§ Work request
Beginning with the line that contains "we don't need", output each line below exactly through the last one, both included, and nothing else.

BEGIN Task data

PR #14947, opened 2024-10-18
feat(connect): uncouple enableFirmwareHashCheck setting from binFilesBaseUrl

Lemonexe:
## Description

Code cleanup after #14766. On second thoughts, I think it is quite obscure that supplying `binFilesBaseUrl` also incidentally turns on automatic firmware hash check, and explicitly supplying the flag is cleaner.

### DIFF
--- a/packages/connect/src/data/connectSettings.ts
+++ b/packages/connect/src/data/connectSettings.ts
@@ -154,5 +154,9 @@ export const parseConnectSettings = (input: Partial<ConnectSettings> = {}) => {
         settings.binFilesBaseUrl = input.binFilesBaseUrl;
     }
 
+    if (typeof input.enableFirmwareHashCheck === 'boolean') {
+        settings.enableFirmwareHashCheck = Boolean(input.enableFirmwareHashCheck);
+    }
+
     return settings;
 };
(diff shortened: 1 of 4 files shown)


packages/connect/src/data/connectSettings.ts
```diff
@@ -154,5 +154,7 @@ export const parseConnectSettings = (input: Partial<ConnectSettings> = {}) => {
         settings.binFilesBaseUrl = input.binFilesBaseUrl;
     }
 
+    settings.enableFirmwareHashCheck = Boolean(input.enableFirmwareHashCheck);
```
mroz22: don't we want to keep the same structure as with other fields?

Lemonexe: No problem. My idea was, that if we have an optional param of `boolean` type specifically ,
we don't need `true | false | undefined`, and can instead default `undefined` to `false`, as they have the same meaning.
It was a suggestion, but for the sake of consistency I will use the old pattern.

:thought_balloon:  though if you agree with the proposed pattern, I can do that in a separate PR for _all_ optional booleans :slightly_smiling_face:

mroz22: arrrgh. if you want, go for it. but is it such a big deal? 😄 we are old and tired people 👵

Lemonexe: Yeah you're right. We all have better things to do than refactoring interfaces :smiley:

mroz22 (approved):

END Task data

§ Finished task
we don't need `true | false | undefined`, and can instead default `undefined` to `false`, as they have the same meaning.
It was a suggestion, but for the sake of consistency I will use the old pattern.

:thought_balloon:  though if you agree with the proposed pattern, I can do that in a separate PR for _all_ optional booleans :slightly_smiling_face:

mroz22: arrrgh. if you want, go for it. but is it such a big deal? 😄 we are old and tired people 👵

Lemonexe: Yeah you're right. We all have better things to do than refactoring interfaces :smiley:

mroz22 (approved):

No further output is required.